**Instructions for the task**.
Within the listing below, tally the lines where the word "each" appears, and answer with nothing but the tally.

**Exercise inputs**.
────

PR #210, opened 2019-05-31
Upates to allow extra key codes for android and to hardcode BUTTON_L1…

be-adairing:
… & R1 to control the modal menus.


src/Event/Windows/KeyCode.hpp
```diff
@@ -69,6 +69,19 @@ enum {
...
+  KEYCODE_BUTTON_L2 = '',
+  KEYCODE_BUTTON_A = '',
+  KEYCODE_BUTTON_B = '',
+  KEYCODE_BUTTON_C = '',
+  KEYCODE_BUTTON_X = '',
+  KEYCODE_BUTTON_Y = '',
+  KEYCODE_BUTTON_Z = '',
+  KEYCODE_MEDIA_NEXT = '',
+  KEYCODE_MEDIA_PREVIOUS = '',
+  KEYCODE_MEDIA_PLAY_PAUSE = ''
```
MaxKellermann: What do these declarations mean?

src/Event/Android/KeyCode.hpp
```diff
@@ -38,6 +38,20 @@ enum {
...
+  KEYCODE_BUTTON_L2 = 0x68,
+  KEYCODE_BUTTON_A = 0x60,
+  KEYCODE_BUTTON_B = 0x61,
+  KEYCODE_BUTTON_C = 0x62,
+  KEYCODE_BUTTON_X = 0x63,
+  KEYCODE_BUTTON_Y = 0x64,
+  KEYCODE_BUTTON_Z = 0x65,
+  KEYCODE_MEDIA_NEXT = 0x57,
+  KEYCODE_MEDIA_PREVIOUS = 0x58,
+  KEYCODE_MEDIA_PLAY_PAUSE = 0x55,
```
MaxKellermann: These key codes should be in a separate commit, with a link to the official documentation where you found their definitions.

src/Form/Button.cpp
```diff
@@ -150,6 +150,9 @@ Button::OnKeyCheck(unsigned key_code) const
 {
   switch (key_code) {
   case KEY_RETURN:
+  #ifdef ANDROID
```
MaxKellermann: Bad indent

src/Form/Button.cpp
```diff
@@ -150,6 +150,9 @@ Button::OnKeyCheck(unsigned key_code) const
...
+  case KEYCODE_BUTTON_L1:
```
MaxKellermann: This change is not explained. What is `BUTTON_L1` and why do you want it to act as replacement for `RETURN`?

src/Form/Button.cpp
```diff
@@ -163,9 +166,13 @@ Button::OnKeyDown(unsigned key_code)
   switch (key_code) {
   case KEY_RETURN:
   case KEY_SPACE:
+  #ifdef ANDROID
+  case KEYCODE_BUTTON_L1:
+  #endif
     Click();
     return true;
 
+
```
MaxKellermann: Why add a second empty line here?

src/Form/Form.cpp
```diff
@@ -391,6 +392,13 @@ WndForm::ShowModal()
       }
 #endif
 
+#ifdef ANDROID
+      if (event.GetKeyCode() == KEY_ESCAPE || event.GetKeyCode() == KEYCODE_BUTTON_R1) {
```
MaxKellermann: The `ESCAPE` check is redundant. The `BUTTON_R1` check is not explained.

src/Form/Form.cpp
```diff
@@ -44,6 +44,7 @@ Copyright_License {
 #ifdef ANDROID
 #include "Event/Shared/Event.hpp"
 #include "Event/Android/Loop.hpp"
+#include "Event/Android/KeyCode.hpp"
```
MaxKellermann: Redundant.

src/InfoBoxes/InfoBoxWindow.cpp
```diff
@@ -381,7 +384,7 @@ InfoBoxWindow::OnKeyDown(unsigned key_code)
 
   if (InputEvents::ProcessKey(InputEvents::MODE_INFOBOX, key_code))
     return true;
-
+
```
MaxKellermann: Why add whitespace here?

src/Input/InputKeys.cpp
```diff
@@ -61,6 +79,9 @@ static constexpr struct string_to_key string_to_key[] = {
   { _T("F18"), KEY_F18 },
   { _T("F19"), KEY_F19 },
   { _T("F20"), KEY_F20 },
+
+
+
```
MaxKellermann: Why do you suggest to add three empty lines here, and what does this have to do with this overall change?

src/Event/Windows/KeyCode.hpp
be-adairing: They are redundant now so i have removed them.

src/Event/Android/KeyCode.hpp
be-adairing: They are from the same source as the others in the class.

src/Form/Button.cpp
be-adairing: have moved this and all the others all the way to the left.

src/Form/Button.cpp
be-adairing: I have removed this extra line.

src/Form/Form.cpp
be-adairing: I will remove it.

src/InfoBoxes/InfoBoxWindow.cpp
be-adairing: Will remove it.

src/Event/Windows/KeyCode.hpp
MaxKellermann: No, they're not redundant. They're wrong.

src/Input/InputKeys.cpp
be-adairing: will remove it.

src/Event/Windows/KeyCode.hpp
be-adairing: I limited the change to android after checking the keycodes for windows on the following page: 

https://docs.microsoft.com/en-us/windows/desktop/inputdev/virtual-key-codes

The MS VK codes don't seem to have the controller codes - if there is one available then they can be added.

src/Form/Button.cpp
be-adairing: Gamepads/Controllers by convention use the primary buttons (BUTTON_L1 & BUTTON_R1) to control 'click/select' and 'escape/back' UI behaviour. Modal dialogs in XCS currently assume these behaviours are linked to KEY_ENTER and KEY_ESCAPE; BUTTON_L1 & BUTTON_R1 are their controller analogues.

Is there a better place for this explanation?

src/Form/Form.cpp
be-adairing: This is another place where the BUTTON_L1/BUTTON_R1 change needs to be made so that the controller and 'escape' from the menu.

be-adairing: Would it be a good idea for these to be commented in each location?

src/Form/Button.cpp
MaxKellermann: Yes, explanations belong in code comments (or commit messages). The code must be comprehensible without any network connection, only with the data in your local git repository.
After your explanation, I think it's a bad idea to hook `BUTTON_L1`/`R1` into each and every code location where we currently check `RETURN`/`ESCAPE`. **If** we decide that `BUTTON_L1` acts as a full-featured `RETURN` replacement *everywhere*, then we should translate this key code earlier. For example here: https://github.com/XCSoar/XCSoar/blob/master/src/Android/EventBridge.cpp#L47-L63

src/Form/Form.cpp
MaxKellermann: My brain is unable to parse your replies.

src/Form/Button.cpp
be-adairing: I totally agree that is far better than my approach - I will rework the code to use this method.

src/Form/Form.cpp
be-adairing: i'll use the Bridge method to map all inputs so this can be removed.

────

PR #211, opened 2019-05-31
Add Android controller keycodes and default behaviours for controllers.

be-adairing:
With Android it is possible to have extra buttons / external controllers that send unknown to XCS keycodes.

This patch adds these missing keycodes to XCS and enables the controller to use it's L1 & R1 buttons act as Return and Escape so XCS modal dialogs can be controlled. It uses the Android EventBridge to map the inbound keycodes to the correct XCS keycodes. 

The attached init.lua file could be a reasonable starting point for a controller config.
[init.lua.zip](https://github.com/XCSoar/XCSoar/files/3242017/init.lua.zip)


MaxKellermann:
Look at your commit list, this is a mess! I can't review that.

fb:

────

**Your response**.
2